[Saved data entries]
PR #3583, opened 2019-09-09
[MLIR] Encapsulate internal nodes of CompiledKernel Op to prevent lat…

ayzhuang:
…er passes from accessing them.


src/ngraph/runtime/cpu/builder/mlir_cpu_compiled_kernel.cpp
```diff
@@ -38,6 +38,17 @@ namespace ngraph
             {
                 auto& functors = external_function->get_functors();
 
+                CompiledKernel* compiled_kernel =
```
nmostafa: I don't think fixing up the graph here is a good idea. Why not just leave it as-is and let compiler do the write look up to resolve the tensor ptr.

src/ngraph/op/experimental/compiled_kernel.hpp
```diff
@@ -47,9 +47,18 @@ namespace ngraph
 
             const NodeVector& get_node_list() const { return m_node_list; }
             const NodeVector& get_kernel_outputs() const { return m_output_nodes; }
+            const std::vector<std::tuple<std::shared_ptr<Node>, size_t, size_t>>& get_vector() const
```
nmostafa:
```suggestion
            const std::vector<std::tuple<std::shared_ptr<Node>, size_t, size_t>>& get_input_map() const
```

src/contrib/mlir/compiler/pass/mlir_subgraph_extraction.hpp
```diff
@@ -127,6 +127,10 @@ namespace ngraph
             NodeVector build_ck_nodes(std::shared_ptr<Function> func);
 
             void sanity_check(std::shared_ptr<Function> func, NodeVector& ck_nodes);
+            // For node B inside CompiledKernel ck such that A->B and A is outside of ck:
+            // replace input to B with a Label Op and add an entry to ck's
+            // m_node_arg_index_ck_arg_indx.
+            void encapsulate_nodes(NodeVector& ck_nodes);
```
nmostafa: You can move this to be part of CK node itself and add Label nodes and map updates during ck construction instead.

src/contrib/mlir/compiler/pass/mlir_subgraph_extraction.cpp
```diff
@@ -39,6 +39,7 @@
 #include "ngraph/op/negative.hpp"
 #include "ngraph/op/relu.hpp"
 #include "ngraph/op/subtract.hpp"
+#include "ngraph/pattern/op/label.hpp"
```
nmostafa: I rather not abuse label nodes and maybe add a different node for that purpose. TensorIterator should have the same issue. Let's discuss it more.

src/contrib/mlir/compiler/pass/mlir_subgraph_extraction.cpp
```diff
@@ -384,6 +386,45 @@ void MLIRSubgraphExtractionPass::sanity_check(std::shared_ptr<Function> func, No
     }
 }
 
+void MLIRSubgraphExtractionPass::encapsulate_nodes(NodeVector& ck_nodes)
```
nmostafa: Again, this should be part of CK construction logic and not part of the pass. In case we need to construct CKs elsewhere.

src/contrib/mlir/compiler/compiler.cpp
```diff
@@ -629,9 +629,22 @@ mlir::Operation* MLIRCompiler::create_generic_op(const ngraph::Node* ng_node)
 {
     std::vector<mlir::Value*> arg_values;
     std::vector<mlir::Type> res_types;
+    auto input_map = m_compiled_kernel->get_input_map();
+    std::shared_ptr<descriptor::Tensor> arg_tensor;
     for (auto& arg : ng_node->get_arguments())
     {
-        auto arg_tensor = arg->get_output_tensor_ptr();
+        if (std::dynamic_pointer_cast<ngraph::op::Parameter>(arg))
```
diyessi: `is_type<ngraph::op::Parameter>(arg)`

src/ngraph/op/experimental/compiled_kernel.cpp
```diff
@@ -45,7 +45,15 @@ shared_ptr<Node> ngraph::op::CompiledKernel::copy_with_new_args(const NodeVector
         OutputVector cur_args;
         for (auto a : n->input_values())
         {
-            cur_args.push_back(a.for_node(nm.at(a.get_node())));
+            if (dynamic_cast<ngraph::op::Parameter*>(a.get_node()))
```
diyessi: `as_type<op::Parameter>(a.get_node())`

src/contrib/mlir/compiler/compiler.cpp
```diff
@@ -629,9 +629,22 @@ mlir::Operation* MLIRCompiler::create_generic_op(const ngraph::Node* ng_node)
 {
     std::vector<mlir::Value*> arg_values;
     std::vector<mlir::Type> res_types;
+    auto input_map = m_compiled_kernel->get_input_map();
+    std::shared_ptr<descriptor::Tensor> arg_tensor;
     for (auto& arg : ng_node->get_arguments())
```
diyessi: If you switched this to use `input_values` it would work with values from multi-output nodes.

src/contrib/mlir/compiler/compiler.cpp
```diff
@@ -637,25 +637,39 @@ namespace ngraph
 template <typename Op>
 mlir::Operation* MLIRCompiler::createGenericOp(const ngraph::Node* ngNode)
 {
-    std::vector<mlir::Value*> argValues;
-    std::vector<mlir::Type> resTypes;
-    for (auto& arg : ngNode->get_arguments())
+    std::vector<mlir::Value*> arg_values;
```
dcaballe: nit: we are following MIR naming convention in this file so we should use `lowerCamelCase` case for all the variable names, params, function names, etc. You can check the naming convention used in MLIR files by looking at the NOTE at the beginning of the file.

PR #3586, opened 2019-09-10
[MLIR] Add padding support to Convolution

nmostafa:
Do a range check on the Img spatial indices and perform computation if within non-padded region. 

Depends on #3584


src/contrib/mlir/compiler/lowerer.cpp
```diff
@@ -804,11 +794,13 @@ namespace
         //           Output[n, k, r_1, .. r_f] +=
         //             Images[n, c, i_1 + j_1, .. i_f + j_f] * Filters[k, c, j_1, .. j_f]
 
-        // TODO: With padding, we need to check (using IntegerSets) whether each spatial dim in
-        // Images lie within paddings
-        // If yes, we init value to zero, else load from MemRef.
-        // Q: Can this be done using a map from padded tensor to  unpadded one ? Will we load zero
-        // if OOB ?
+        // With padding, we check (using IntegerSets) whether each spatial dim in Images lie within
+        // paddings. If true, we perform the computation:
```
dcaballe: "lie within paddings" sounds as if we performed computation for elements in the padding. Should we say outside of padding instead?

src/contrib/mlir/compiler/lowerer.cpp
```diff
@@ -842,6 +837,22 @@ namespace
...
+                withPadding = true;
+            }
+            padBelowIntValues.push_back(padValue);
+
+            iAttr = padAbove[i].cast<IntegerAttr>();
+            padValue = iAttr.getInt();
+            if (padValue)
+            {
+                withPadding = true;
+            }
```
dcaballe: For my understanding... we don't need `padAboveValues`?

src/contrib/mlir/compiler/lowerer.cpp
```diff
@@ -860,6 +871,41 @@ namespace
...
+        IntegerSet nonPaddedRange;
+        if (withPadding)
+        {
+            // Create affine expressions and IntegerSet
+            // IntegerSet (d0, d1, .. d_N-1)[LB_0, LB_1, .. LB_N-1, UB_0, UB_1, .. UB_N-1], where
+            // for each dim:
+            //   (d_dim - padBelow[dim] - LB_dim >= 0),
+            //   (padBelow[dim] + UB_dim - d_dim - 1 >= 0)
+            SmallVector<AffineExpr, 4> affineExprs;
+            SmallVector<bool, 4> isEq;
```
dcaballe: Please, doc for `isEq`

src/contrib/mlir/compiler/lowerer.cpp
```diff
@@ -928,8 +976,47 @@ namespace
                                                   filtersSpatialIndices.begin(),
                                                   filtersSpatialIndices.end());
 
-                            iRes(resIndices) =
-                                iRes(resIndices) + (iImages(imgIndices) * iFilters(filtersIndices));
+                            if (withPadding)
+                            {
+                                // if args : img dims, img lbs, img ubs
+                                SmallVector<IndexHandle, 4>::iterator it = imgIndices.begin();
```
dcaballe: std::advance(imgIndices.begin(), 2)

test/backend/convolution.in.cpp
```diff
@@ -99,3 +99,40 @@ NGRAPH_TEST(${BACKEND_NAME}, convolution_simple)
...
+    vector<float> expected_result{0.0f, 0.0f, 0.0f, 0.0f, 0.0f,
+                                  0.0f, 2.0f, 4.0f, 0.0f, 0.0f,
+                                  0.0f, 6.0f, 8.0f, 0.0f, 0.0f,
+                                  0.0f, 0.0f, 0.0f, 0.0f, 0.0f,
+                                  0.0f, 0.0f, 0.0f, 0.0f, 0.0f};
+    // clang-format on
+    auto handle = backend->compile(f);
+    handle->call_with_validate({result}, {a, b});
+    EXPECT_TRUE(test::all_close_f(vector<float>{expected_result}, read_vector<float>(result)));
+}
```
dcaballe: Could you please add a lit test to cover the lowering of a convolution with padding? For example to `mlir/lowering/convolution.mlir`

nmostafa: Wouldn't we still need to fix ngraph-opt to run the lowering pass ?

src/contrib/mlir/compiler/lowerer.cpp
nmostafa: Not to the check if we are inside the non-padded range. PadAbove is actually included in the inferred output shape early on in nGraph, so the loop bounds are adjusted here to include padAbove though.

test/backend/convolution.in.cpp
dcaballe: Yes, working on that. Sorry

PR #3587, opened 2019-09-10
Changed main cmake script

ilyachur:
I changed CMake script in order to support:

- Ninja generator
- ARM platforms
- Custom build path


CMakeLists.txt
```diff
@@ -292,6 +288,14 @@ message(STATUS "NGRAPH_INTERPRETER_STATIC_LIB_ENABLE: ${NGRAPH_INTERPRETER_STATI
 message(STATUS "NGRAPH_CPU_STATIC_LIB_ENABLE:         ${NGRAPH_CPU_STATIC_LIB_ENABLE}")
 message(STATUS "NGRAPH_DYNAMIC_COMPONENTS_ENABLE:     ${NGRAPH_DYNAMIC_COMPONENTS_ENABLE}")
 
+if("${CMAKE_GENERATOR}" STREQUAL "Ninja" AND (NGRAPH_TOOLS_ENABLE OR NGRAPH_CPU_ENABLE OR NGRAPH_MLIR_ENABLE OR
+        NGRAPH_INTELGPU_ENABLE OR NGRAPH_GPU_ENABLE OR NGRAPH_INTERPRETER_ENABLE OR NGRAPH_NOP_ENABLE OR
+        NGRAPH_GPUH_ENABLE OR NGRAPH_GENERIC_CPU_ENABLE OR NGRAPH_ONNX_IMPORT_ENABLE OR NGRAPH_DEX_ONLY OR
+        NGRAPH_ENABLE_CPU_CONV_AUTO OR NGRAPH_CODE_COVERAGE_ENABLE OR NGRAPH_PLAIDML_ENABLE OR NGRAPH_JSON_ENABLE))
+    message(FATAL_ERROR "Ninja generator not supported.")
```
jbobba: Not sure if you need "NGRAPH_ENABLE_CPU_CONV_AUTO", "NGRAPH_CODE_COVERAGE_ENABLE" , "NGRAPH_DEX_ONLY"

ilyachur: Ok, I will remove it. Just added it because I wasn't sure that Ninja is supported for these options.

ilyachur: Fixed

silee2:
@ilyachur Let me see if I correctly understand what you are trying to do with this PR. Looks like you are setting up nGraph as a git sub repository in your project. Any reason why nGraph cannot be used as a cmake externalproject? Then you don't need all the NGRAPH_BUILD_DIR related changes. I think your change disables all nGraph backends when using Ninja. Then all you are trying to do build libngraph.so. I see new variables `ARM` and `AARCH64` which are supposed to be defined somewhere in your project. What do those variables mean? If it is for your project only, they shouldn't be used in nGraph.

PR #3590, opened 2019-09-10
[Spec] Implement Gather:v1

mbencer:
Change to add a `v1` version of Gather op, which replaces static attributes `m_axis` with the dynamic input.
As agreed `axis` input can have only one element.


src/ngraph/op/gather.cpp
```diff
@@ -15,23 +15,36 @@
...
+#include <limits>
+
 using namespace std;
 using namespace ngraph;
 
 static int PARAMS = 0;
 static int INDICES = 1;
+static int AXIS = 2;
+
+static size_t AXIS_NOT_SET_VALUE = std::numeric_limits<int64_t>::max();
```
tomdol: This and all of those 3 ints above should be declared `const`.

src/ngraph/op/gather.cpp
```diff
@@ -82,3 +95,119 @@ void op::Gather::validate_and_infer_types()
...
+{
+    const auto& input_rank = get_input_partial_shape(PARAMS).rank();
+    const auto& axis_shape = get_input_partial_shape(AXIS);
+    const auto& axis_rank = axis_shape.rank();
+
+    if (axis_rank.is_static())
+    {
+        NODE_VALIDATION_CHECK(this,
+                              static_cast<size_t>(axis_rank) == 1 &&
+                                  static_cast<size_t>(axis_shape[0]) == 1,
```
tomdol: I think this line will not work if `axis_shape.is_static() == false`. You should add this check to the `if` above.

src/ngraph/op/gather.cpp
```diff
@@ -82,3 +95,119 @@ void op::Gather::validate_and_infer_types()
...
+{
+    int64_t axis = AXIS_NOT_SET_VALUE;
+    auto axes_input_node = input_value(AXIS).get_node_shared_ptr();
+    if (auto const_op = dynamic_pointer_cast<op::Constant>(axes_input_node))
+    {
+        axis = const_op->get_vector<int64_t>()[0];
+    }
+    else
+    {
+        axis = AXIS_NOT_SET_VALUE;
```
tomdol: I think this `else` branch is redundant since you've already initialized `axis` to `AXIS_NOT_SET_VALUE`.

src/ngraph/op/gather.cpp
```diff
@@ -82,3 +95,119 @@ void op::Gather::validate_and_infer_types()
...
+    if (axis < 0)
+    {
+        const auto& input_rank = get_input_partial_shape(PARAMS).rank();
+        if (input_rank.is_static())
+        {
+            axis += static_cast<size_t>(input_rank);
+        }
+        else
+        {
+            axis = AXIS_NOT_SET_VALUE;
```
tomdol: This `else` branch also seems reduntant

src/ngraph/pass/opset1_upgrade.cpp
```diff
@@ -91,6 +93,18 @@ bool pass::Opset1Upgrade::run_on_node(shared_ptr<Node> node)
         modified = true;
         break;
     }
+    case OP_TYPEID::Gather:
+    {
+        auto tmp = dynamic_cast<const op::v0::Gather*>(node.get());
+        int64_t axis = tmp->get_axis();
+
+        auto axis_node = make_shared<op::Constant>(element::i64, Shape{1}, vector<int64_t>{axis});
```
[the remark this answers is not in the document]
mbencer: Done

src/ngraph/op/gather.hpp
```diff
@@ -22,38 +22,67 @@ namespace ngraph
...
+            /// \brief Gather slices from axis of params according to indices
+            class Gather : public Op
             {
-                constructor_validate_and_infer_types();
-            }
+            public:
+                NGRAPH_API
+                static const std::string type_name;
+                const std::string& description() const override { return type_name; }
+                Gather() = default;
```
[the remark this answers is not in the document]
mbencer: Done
...
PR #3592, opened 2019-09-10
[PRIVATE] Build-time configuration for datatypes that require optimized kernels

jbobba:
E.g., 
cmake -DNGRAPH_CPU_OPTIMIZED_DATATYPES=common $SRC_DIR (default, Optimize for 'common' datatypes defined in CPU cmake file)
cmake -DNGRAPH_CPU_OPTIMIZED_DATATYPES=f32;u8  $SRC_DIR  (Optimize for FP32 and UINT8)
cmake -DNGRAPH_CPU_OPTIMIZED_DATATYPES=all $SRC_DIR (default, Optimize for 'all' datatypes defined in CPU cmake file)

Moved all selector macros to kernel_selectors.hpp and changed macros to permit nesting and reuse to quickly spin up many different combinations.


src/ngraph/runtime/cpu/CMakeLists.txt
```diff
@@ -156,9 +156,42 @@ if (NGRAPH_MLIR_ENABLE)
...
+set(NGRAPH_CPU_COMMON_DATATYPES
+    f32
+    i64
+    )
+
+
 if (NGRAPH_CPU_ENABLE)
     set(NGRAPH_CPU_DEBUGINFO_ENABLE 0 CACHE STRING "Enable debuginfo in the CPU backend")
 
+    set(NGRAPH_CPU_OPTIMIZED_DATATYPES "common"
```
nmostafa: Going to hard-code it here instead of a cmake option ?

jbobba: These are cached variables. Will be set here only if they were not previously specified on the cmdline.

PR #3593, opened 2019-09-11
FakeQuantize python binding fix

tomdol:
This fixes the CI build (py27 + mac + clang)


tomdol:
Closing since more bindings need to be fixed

# AIM OF THE EXERCISE:
Every line above in which the word "imgIndices" occurs is to be copied.

# EXERCISE RESULT:
-                                iRes(resIndices) + (iImages(imgIndices) * iFilters(filtersIndices));
+                                SmallVector<IndexHandle, 4>::iterator it = imgIndices.begin();
dcaballe: std::advance(imgIndices.begin(), 2)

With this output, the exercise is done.